Could you reproduce the lines below from the one with "Fix http://github.com/linera-io/linera-protocol/pull/4207" through the one with "2. It created"? Keep both ends and add nothing.

=== Section Start ===

PR #4208, opened 2025-07-09
Committee destination fixes

deuszx:
## Motivation

Fix http://github.com/linera-io/linera-protocol/pull/4207

The PR on which we build this is not passing tests. There were a couple of things wrong:
1. It incorrecty assigned _destination IDs_ to the spawned tasks:
    - it increments an ID when a new exporter needs to run and then uses that ID as an index in a vector. That vector is not initialized properly and - when loading a destination state - it panics due to missing indice
2. It created a new exporter, with empty destination state, for the same validator destination if it appeared in the new committee (meaning we would duplicate many block exports)
3. It created multiple single-threaded tokio Runtimes - we simplify it here with the use of single multi-threaded tokio Runtime with `max_worker_threads` limit.

## Proposal

Instead of manually assigning destination IDs we derive it as a tuple of `(address, destination kind)`. This simplifies the process of identifying the destinations for removal/update/restart. Using new ID we filter out old committee members and no longer shut them down if they are also in the new committee.

## Links

### DIFF
--- a/linera-service/src/exporter/runloops/mod.rs
+++ b/linera-service/src/exporter/runloops/mod.rs
@@ -219,7 +219,7 @@ mod test {
     {
         let mut destinations = Vec::new();
         let cancellation_token = CancellationToken::new();
-        let indexer = spawn_dummy_indexer(&mut destinations, &cancellation_token).await?;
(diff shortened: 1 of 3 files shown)


Twey (approved):
I think there are some improvements still on the table — but let's get this merged for now :)

PR #4209, opened 2025-07-09
Replace chain worker limit with TTL.

### LINKED ISSUE #4178: `MissingEntries` in `QueueView`

afck:
## Motivation

The root cause of https://github.com/linera-io/linera-protocol/issues/4178 seems to be that worker tasks in some cases are still handling requests after being evicted. If at that point another request for the same chain comes in, a new worker is created and there are two loaded `ChainStateView`s for the same chain at the same time.

## Proposal

Remove the chain worker limit: chain workers are never evicted.

Instead, introduce a chain worker state TTL: After that duration without any requests for a particular chain, the chain worker state is dropped. But the task itself keeps listening and will load the state again whenever a new request comes in.

## Test Plan

With this, I cannot reproduce #4178 anymore.

## Release Plan

## Links

- Closes #4178.


linera-core/src/chain_worker/state/mod.rs
```diff
@@ -99,6 +100,118 @@ where
         self.chain.chain_id()
     }
 
+    /// Handles a request and applies it to the chain state.
+    #[instrument(skip(self, request))]
```
Twey: Nit: `skip_all` (but we should trace the request! maybe inside as `tracing::debug!(?request, "handling request")`?)

Twey (approved):

linera-core/src/chain_worker/state/mod.rs
```diff
@@ -235,6 +348,19 @@ where
...
+    /// Clears the shared chain view, and acquires and drops its write lock.
+    ///
+    /// This is the only place a write lock is acquired, and read locks are acquired in
+    /// the `chain_state_view` method, which has a `&mut self` receiver like this one.
+    /// That means that when this function returns, no readers will be waiting to acquire
+    /// the lock and it is safe to write the chain state to storage without any readers
+    /// having a stale view of it.
+    pub(super) async fn clear_shared_chain_view(&mut self) {
+        if let Some(shared_chain_view) = self.shared_chain_view.take() {
+            let _ = shared_chain_view.write().await;
```
ma2bd: I always feel that `let _ =` are dangerous. Maybe add a type: `let _ : Guard = ...` ?

ndr-ds:
Nice! 🙌🏻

=== Section End ===

• _Solution to the exercise_:
Fix http://github.com/linera-io/linera-protocol/pull/4207

The PR on which we build this is not passing tests. There were a couple of things wrong:
1. It incorrecty assigned _destination IDs_ to the spawned tasks:
    - it increments an ID when a new exporter needs to run and then uses that ID as an index in a vector. That vector is not initialized properly and - when loading a destination state - it panics due to missing indice
2. It created a new exporter, with empty destination state, for the same validator destination if it appeared in the new committee (meaning we would duplicate many block exports)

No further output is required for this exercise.